How to add a new function#

Thank you for your interests in contributing to Echopype!

Check out the Development roadmap to see what would make Echopype more powerful for analyzing echosounder data. Feel free to ping the maintainers (@leewujung, @ctuguina) for discussion and questions in existing issues, open a new issue, or create a PR directly.

Note

We encourage all code contributions to be accompanied by tests and documentations (doctrings and inline comments). We may ask for these when reviewing the PRs. If you have added new tests but the GitHub Actions for continuous integration need approval to run, ping the maintainers to get them started.

Add rule-based processing functions#

Many echosounder data processing functions (e.g., Rule-based algorithms) operate on Sv data or raw data parsed from instrument-generated files. In Echopype:

Since both raw data (via the EchoData object) and Sv data are ultimately loaded into xarray datasets:

  • If your algorithm is written using xarray operations: You can likely create a new function in the Echopype subpackage you think your function would best sit in (see Rule-based algorithms for subpackage ideas), and directly transplant your algorithm there. Just make sure that the dimension/coordinate names match between what your function need and what Echopype Sv dataset contains.

  • If your algorithm is written using numpy, scipy, or other common libraries: We recommend that you replace the pure index-based slicing/indexing operations (e.g., i=1, j=2, …) with xarray label-aware operations (e.g., depth=1, ping_time="2025-04-12T12:00:00", …). This makes the implementation much more readable and easier to debug, and have the added advantage of directly leveraging xarray’s integration with numpy, dask, and zarr to allow distributed, out-of-core computing of large data.

  • If your algorithm uses image processing functions: Check out dask-image to see if you can leverage any implementations that are already scalable when adding your new function.

Typically:

  • A processing function would either add data variables to the Sv dataset (e.g., consolidate.add_latlon) or return a new xarray Dataset or DataArray (e.g., mask.apply_mask).

  • The functions should accept input data either as an in-memory or lazy-loaded data or a path to local or remote storage locations (e.g., cloud, http server). If the input data is in netCDF or Zarr, this is easily supported by xarray. The only thing to watch out for is that, for a remote path, access credentials need to be provided via adding a storage_options argument.

Tip

If your algorithm uses a library that is not currently an Echopype dependency, please add it into the requirements.txt file.

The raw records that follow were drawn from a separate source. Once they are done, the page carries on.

PR #851, opened 2026-06-25
fix(jailer): skip --die-with-parent for detached boxes

G4614:
Gate bwrap's `--die-with-parent` on `!detached` so a detached box (`run -d`) isn't SIGKILL'd the instant its launcher exits — a regression from #652 making the jailer default-on that left every detached box born-`Stopped` (history + #602/#275 context in the comment below).

## Test plan
- [x] Guard unit test `apply_sets_die_with_parent_only_for_foreground` (foreground keeps the flag, detached drops it)
- [x] On a real box: `run -d … sleep 300` now stays `Running`; foreground `run` still works
- [ ] e2e-local: the 9 detached failures go green (`lifecycle_journey`, `rm::test_rm_force_running`, 6× `stress_disk`)

## Summary by CodeRabbit

* **New Features**
  * Added support for detached sandbox sessions, allowing boxes to keep running independently of the launching process.

* **Bug Fixes**
  * Fixed sandbox startup behavior so foreground sessions still terminate with the parent process, while detached sessions remain alive.
  * Improved consistency across sandbox setup and tests to match the new detached-session behavior.

### DIFF
--- a/src/boxlite/src/jailer/mod.rs
+++ b/src/boxlite/src/jailer/mod.rs
@@ -500,6 +500,7 @@ impl<S: Sandbox> Jailer<S> {
             resource_limits: &self.security.resource_limits,
             network_enabled: self.security.network_enabled,
             sandbox_profile: self.security.sandbox_profile.as_deref(),
+            detached: self.detach,
         }
     }
 
--- a/src/boxlite/src/jailer/sandbox/bwrap.rs
+++ b/src/boxlite/src/jailer/sandbox/bwrap.rs
@@ -69,10 +69,15 @@ impl Sandbox for BwrapSandbox {
         // =====================================================================
         // Namespace and session isolation
         // =====================================================================
-        bwrap_cmd
-            .with_default_namespaces()
-            .with_die_with_parent()
-            .with_new_session();
+        bwrap_cmd.with_default_namespaces();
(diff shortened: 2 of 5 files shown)


G4614:
@DorianZheng would appreciate your eyes on this — it touches your earlier detach work.

Short version: bwrap's `--die-with-parent` is added **unconditionally** in `BwrapSandbox::apply`, so a detached box (`run -d`) gets `PR_SET_PDEATHSIG`'d the instant its launcher exits and comes up `Stopped`. That overrides the `setsid()` daemon semantics you gave detached boxes in #602. It stayed dormant until #652 flipped the jailer to default-on, at which point every `run -d` started dying (the 9 detached e2e-local failures today).

This PR gates the bwrap-layer `--die-with-parent` on `!detached`, so it respects the same `detach` flag your `pre_exec.rs` layer already honors. Foreground keeps it (the #275 "die with the launcher" safety net is correct there); only detached skips it.

You swapped the parent watchdog for `--die-with-parent` in #275 ("Skip parent watchdog when inside PID namespace — bwrap `--die-with-parent` handles it"). Does gating it on `detached` match your intent, or did you expect the watchdog / `--die-with-parent` to never apply to detached in the first place?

Steps to achieve scalability#

Computational scalability is a core goal of Echopype. However, from experience we know that scalability can be hard to achieve on first try, as it depends on the specific operations in the function and the exact implementation, as well as the chunking of the data.

Therefore, we recommend breaking down the addition of a new function into 3 steps:

  1. Add the function following the guidelines in the above section

    • Ensure the function works with datasets of reasonable sizes (e.g., 100 MB)

    • Add tests for the new function in the testing suites (under echopype/tests)

  2. Benchmark function performance with different sizes of dataset and different chunking schemes, to determine if further optimization for scalability is needed

    • Watch out for unexpected memory expansion in the computing steps - this can happen due to implicit broadcasting or padding operations

  3. Adjust the implementation to optimize theperformance if necessary

Most current Echopype processing functions are capable of leveraging lazy-loaded datasets for delayed computation, which may require additional tuning.

Tip

The xarray documentation includes a nice starting guide to parallel computing with dask.